■ Your goal
Examine each line of the data, and copy the ones containing "breaking".
#### Record excerpts
Issue #350, opened 2018-02-15
Additional Indemnity Money


Samuel-Campbell:
**Description**
As a user, I would like to know how much additional indemnity money I can receive from a particular case.

**Scope of Work**
- [ ] Add unit tests for regexes
- [ ] Add anti-facts
- [ ] Create supervised learning algorithm benchmark for evaluating predictions
- [ ] Implement supervised learning algorithm that can evaluate whether or not the user is entitled to additional indemnity money
- [ ] Extract using regex, or similar technique whether or not the individual received additional indemnity money in a specific case.

**Demo requirement**

- The user selects the facts that are relevant to their case
- The user sends the facts to the system
- The system displays legal fees in integer form. "You are eligible to 560$."

**Acceptance Criteria**
- The user is able perform demo steps
- The F1 score of the supervised learning algorithm is >50%.

Documentation, files, diagrams, etc. relating to this feature:
Url, books, etc.

Changes:
[Optional]

naregeff:
It seems that the functionality is well implemented, but will require some review by a legal expert to fine tune predictions. 👍

PR #356, opened 2018-02-22
[#350] Abstract Regression

Samuel-Campbell:
1) made this badboy to speed up development of other deep learning regressions
2) Implemented abstract class of regression
3) input dimensions now variable
4) Only need to code 2 methods per ML model


src/ml_service/model_training/regression/single_output_regression/abstract_regressor.py
```diff
@@ -0,0 +1,100 @@
...
+from sklearn.pipeline import Pipeline
+import os
+import numpy as np
+from util.log import Log
+
+
+class AbstractRegressor:
+
+    def __init__(self, regressor_name, dataset = None, outcome_index = 0):
+        """
```
TaimoorRana, line 15: Need to update the comments

dodoels (approved):
Syntax wise LTGTM

src/ml_service/model_training/regression/single_output_regression/abstract_regressor.py
```diff
@@ -0,0 +1,100 @@
...
+    def save(self):
+        """
+            Saves the scaler and regressor. Does not use joblib
+            for the regressor as it is not supported
+        """
+        regressor_name = self.regressor_name
+        file_path = os.path.join(Path.binary_directory, '{}_regressor.bin'.format(regressor_name))
+        Log.write("saving" + '{}_regressor.bin'.format(regressor_name) + " to: " + file_path)
+        Log.write('{}_regressor.bin'.format(regressor_name) + " saved to: " + file_path)
+        self.model.steps[1][1].model.save(file_path)
```
arekmano, line 61: This call is specific to KerasRegressors. it will not work if another library is used, i.e. Sci-kit.

src/ml_service/model_training/regression/single_output_regression/abstract_regressor.py
```diff
@@ -0,0 +1,100 @@
...
+
+    def load(self):
+        """
+            Loads the regressors different components
+        """
+        regressor_name = self.regressor_name
+        Log.write("Loading " + '{}_regressor.bin'.format(regressor_name))
+        file_path = os.path.join(Path.binary_directory, '{}_regressor.bin'.format(regressor_name))
+        Log.write('{}_regressor.bin'.format(regressor_name) + " is successfully loaded")
+        regressor = load_model(file_path)
```
arekmano, line 72: Keras Specific. Are we assuming all our Regressors will be Neural Networks?

arekmano (dismissed):
I don't see the value of abstracting the regressor. We can just have same method names with same args among different gressor implementations.

Issue #345, opened 2018-02-09
DEV STORY: Fix Continuous Deployment


arekmano:
*Description*
As a developer, I would like for my changes to be deployed to our prod-like environment after merging to the master branch.

This feature was previously implemented but unexpectedly broke.

*Scope of Work*
- [x] Investigate reason for CD unexpectedly breaking
- [x] Fix CD to work on every merge to master
- [x] Address any remaining issues.

*Acceptance Criteria*
- Production environment is updated.
- Production environment remains functional after update.

naregeff:
It works again 👍

naregeff:
It works again 👍

PR #359, opened 2018-02-23
[#345] Removes Docker images and database on every deploy

lancelafontaine:
[#345]

- [x] Modify `cjl` script to accept `-y` flags to prevent input prompt on the `clean` and `reset-db` commands.
- [x] Applies both modified `cjl` commands to continous deployment strategy


lancelafontaine:
Since each service is running in Travis as it's own job in parallel, we may need some kind of homemade semaphore that make sure that this only happens once, for the last job to be completed. May require a future PR once this one is merged.

dodoels (approved):

Vynny (approved):

cjl
```diff
@@ -7,27 +7,46 @@ fi
...
     echo "  >>> Killing all docker containers <<<" && echo "" && docker ps -qa | xargs docker kill && echo ""
     echo "  >>> Removing all stopped containers <<<" && echo "" && docker ps -qa | xargs docker rm -v && echo ""
     echo "  >>> Removing all images <<<" && echo "" && docker images -qa | xargs docker rmi && echo ""
+  }
 
+  if [ "$2" != "-y" ]; then
+    echo "WARNING: This command is destructive. It removes all containers and images installed on your local machine."
+    read -r -p "Are you SURE you want to continue? [y/N]" clean_confirmation
+    if [[ $clean_confirmation =~ ^(y|Y)$ ]]; then
+      clean
```
arekmano, line 20: why call it 2x?

arekmano (changes requested):

cjl
```diff
@@ -7,27 +7,46 @@ fi
...
+      clean
+    else
+      echo "Clean aborted."
+    fi
   else
-    echo "Clean aborted."
+      clean
```
arekmano, line 26: same as above

cjl
lancelafontaine: Probably not needed, but I've sometimes some situations where more images get removed if you do it a second time, I think in cases when there are "nested images" (?). Regardless, no harm in running it twice, and our script should try to enforce the state we want.

arekmano (approved):
ok

PR #360, opened 2018-02-24
[#350] improved prediction by averaging fact values

Samuel-Campbell:
1) created a binary dictionary of average vector per regressor
2) Regressor initiates all 0 values to their mean column value before making a prediction
3) fact values greater than 0 are kept as such
4) prediction makes more sense given that not all questions are always asked.


dodoels (approved):

arekmano (commented):
Binary is included in the repository

PR #361, opened 2018-02-26
[#350] additional indemnity money

Samuel-Campbell:
1) removed anti-regex because they are not used properly
1.1) Example: not_violent is not set to 1 if the violent regex does not match. However the NLP does so. Therefore the results are bad.
2) improved tenant pays landlord by changing loss function from mean_absolute_percentage_error to mean_squared error
3) Finished additional indemnity money
4) tested with and without using average values in a vector --> both yield very similar result during testing. Therefore using average column values is better when missing data
5) Each regressor now gets tested after training
6) METRICS:
**Tenant Pays Landlord:**
INFO: Size of dataset: 26594
INFO: R2: 0.70
INFO: Explained Variance: 0.70
INFO: Mean Absolute Error: 492.03
INFO: Mean Squared Error: 1362642.05
**Additional Indemnity Money:**
INFO: R2: 0.78
INFO: Explained Variance: 0.78
INFO: Mean Absolute Error: 471.99
INFO: Mean Squared Error: 831383.89

6) I think the error is caused by the date regex. It's probably not working well


arekmano (approved):
LGTM

PR #363, opened 2018-03-01
[#345] Ensures all Python-based services uniformly use Flask as opposed to Gunicorn

lancelafontaine:
[#345]

- [x] Ensures all Python-based services uniformly use Flask as opposed to Gunicorn

Reasons for this change:
- @Vynny previously had issues with Gunicorn's multiple workers.
- Logging output did not behave as expected.
- Minimize differences in Dockerfiles for Python-based services
- Speed is not a concern at this stage, so offers no benefit 
- One less dependency to download at build time

### DIFF
--- a/docker-compose.dev.yml
+++ b/docker-compose.dev.yml
@@ -4,7 +4,7 @@ services:
   ml_service:
     ports:
       - 3001:3001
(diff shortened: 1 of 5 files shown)


arekmano (approved):
LGTM

Issue #263, opened 2018-01-12
Handwriting Analysis  for OCR


lancelafontaine:
*Description*
As a user, I would like to recognize words from handwriting for use in analysing leases.

*Scope of Work*
- [x] Investigate solutions for character recognition
- [x] Implement proof of concept for recognizing handwritten words in leases.

*Demo requirement*
1. The user submits an image of a written word
2. The system returns the recognised word

arekmano:
Related research paper:
http://ieeexplore.ieee.org/document/7424344/

arekmano:
Fairly certain this will involve some form of machine learning to classify handwritten digits/letters

Seems Tesseract does not do this out of the box. (https://stackoverflow.com/questions/39556443/using-tesseract-for-handwriting-recognition)

A possible implementation is using a CNN to do the handwritten character -> recognized char.

This would require us to implement some form of handwritten word to handwritten character splitting algorithm.

naregeff:
Some work was done; a lot more is required to deliver value.

PO changed priority, story relegated to backlog, to be picked up in later sprints.

lancelafontaine:
A proof of concept was created for handwriting analysis and can be seen in merged PR #372

lancelafontaine:
The remainder of the work would involved detecting word boundaries, and integrating the work into the task service API.

lancelafontaine:
The remainder of the OCR work required (asides from integrating the proof-of-concept in this issue) is described in issue #373.

PR #366, opened 2018-03-02
[#263] Fixes Keras Conv2D model error

lancelafontaine:
[#263]

```
ValueError: Negative dimension… size caused by subtracting 3 from 1 for 'conv2d_1/convolution' (op: 'Conv2D') with input shapes: [?,1,28,28], [3,3,28,32]
```

The `weights_epoch` variable was also undefined.

### DIFF
--- a/src/task_service/handwriting_recognition_ml.py
+++ b/src/task_service/handwriting_recognition_ml.py
@@ -61,17 +61,17 @@ def norm_input(x): return (x-mean_px)/std_px
 def create_model():
     model = Sequential([
         Lambda(norm_input, input_shape=(1,28,28), output_shape=(1,28,28)),
-        Conv2D(32, (3,3)),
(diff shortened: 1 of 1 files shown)


arekmano (approved):

src/task_service/handwriting_recognition_ml.py
```diff
@@ -100,6 +100,7 @@ def create_model():
 eval_batch_size = 512
 num_iterations = 1
 num_epochs = 1
```
Samuel-Campbell, line 102: not blocker, but those values are super small. they will need to be increased in the future

Samuel-Campbell (approved):

src/task_service/handwriting_recognition_ml.py
arekmano: yep. just a PoC. that img -> character works

Issue #37, opened 2017-10-04
Legal Definitions


naregeff:
*Description*
- As a layman, I want the chatbot to  provide legal definitions anytime it uses a legal term

The chatbot may from time to time use terms that are beyond the understanding of a regular citizen. It is important that these terms have definitions that can be gleaned by mousing over, or even by asking the bot what it means.

*Scope of Work*
- Add a dictionary of all possible legal terms to the system
- Add a tooltip hover for complex legal terms
- Add complex word outlining on the back-end

*Acceptance Criteria*
- Given a simple interaction, with the system asking the question: "Are you a tenant or a landlord?", both "tenant" and "landlord" words should clearly be outlined as hover-able. Upon mouse hover, their definitions should be shown to the user.

naregeff:
Verified, Priority medium.

arekmano:
**Attached are all the responses that the chatbot currently says:**


No. There is no allowable delay after signing a lease.

There are many recourses available to the tenant: rent reduction; rent deposit; authorization of the Régie to do himself the repairs; resiliation of the lease; Damages; order to force the landlord to make the repairs. A decision must be rendered by the Régie du logement allowing one of these recourses to be applied.

If you are suffering harassment, find someone to possibly serve as a witness testimony and document the events with the aid of an audio-visual device (ie: cell phone).

You should file an immediate demand letter to your landlord demanding for the harassment to cease and a possible lease resiliation or compensation for moral damages.

If your landlord is not receptive, you may file at the Régie du logement for a hearing. The Commission des droits de la personne et des droits de la jeunesse can also give you aid.

Be aware that if you leave your dwelling, you still need to pay unless the regie or the landlord allows you to resiliate your lease.

If your landlord fails to answer the phone or does not offer help in an emergency, call a professional immediately.

If your landlord refuses to refund you for the emergency service you paid for, write a demand letter informing the landlord that you need to be compensated and file for a hearing at the Regie du logement if you are not reimbursed.

If authorities, the insurance company or the Regie du logement find that the damage to the apartment was caused by your neglect, you may face financial repercussions. If not, any financial loss during the emergency will be compensated for including temporary accommodations.

If you are being abused by a spouse or a loved one, vacate the dwelling immediately and stay with friends, relatives, or contact a local shelter. File a police report immediately.

Acquire the form for requesting an attestation for lease resiliation due to spousal violence and fill it out.

Bring the form to a commissioner of oaths and get it signed.

[...]

PR #379, opened 2018-03-09
[#37] Added legal definitions to difficult words

arekmano:
screenshot from 2018-03-08 21-58-39


arekmano:
Data obtained from https://developer.oxforddictionaries.com API

dodoels:
Use `<el-tooltip>`. http://element.eleme.io/#/en-US/component/tooltip 
All the works can be done with one line of code :)

arekmano:
Doesn't work. Since we are inserting the HTML elements programmatically, vuejs does not compile the templates to HTML, so any vuejs component will not work. A vanilla javascript solution is needed for this story. 

https://vuejs.org/v2/guide/syntax.html#Raw-HTML
>[...] will be replaced with the value of the rawHtml property, interpreted as plain HTML - data bindings are ignored.

src/web_client/src/components/Chat.vue
```diff
@@ -176,8 +178,10 @@ export default {
         response => {
           // 1.1 save chat history in local and parse the sentences
           this.chatHistory.history = response.body.messages
+          var self = this
```
dodoels: just use `this`. It is not a good practice to use `self` in ES6.

src/web_client/src/components/Chat.vue
```diff
@@ -222,6 +226,21 @@ export default {
...
+        .split(' ')
+        .map((word) => {
+          if (Constants.difficult_word_definitions[word.toLowerCase()] !== undefined){
+            return '<span class="hoverable" title="' + Constants.difficult_word_definitions[word.toLowerCase()] +'" style="background-color: #f5af5380;border-radius: 3px;padding: 2px;">' + word + '</span>'
+          }
+          return word
+        })
+        .join(' ')
+    },
+    hoverWord (word) {
```
dodoels, line 239: remove dev code

src/web_client/src/components/Chat.vue
```diff
@@ -222,6 +226,21 @@ export default {
     }
   },
   methods: {
+    addHover (text) {
+      console.log(text)
+      return text
+        .split(' ')
+        .map((word) => {
+          if (Constants.difficult_word_definitions[word.toLowerCase()] !== undefined){
+            return '<span class="hoverable" title="' + Constants.difficult_word_definitions[word.toLowerCase()] +'" style="background-color: #f5af5380;border-radius: 3px;padding: 2px;">' + word + '</span>'
```
dodoels, line 233: can the styling be specified in scss file instead?

src/web_client/src/components/Chat.vue
```diff
@@ -250,6 +269,8 @@ export default {
       }
       // 2. set current zeus response
       let zeusResponseText = conversation.message || conversation.text
+      var self = this
```
dodoels: same here

dodoels (approved):
Seems like this is the easiest but not the elegant way to do it

src/web_client/src/components/Chat.vue
arekmano: won't "this" reference another item within an anonymous function?

src/web_client/src/components/Chat.vue
arekmano: no, because webpack will compile the scss, by adding additional specifications (i.e. data-XXXX fields) and these cannot be applied to v-html contents.

src/web_client/src/components/Chat.vue
arekmano: fixed

src/web_client/src/components/Chat.vue
arekmano: fixed

src/web_client/src/components/Chat.vue
arekmano: looked up docs; arrow function binds "this" automatically. fixed.

Ref:
http://exploringjs.com/es6/ch_arrow-functions.html#sec_traditional-functions-bad-non-methods

PR #384, opened 2018-03-10
382/outdated models

Samuel-Campbell:
**bug**
Not all models were updated on CJL

1) removed unused pip installs
2) added new command: -train --all  
2.1) This trains classifier, regressor and similarity finder
3) updated init.py with new models


dodoels (approved):
LGTM

Vynny (approved):

PR #199, opened 2020-06-09
Peak memory use optimizations.

dylansturg:
Reduce peak memory usage of swift-format by discarding collections once they are no longer needed.
- Remove `Token` arrays from `beforeMap` and `afterMap` while processing the associated token.
- Empty `preVisitedExprs` after visitation finishes for the root expression of the tree.

# `beforeMap` and `afterMap`

By the end of a file, these maps can accumulate a meaningful number of tokens such that they significantly impact the peak memory usage.

This admittedly replaces a O(1) lookup operation with a O(N) lookup-and-remove operation, by replacing `subscript` with `removeValue(forKey:)`. In my testing, I found that this had no impact on the runtime. My hypothesis is that removing from these dictionaries keeps them small enough that O(N) runtime isn't a problem.

# `preVisitedExprs`

This set previously contained `ExprSyntax` objects and was maintained for the entire file. Once the visitor has finished with all children of the node that initiated inserting the contextual breaks, it will never visit any of the children again. This set can be emptied at that point to keep it from growing until the visitor finishes with the whole file.

# Results

The runtime is unchanged, but this reduces peak memory usage especially for large files.

- Large file (30k LOC): 108.3 MB peak to 72.1 MB peak
- Medium file (10k LOC) : 35.9 MB peak to 24.4 MB peak
- swift-protobuf library (many small files): 77.6 MB peak to 75.6 MB peak

### DIFF
--- a/Sources/SwiftFormatPrettyPrint/TokenStreamCreator.swift
+++ b/Sources/SwiftFormatPrettyPrint/TokenStreamCreator.swift
@@ -43,7 +43,11 @@ fileprivate final class TokenStreamCreator: SyntaxVisitor {
 
   /// Lists the expressions that have been visited, from the outermost expression, where contextual
   /// breaks and start/end contextual breaking tokens have been inserted.
-  private var preVisitedExprs = Set<ExprSyntax>()
+  private var preVisitedExprs = Set<SyntaxIdentifier>()
+
+  /// Tracks the "root" exprs where previsiting for contextual breaks started so that
+  /// `preVisitedExprs` can be emptied after exiting an expr tree.
+  private var rootExprs = Set<SyntaxIdentifier>()
 
   /// Lists the tokens that are the closing or final delimiter of a node that shouldn't be split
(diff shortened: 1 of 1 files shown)


Sources/SwiftFormatPrettyPrint/TokenStreamCreator.swift
```diff
@@ -850,6 +854,13 @@ fileprivate final class TokenStreamCreator: SyntaxVisitor {
     return .visitChildren
   }
 
+  override func visitPost(_ node: MemberAccessExprSyntax) {
+    let nodeID = node.id
+    if rootExprs.remove(nodeID) != nil {
+      preVisitedExprs.removeAll()
+    }
```
allevato, line 861: Can you pull this into a private helper function that takes a generic argument `<Node: ExprSyntaxProtocol>`? Then each of these `visitPost`s will be a one-liner.

dylansturg: Done

PR #202, opened 2020-06-12
Correct version string for `--version` flag (master)

MPLew-is:
This is going to be a pain to keep bumping for every release, but this change at least gets the correct version in for now.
########
■ Problem solution
- [x] Investigate reason for CD unexpectedly breaking
   /// breaks and start/end contextual breaking tokens have been inserted.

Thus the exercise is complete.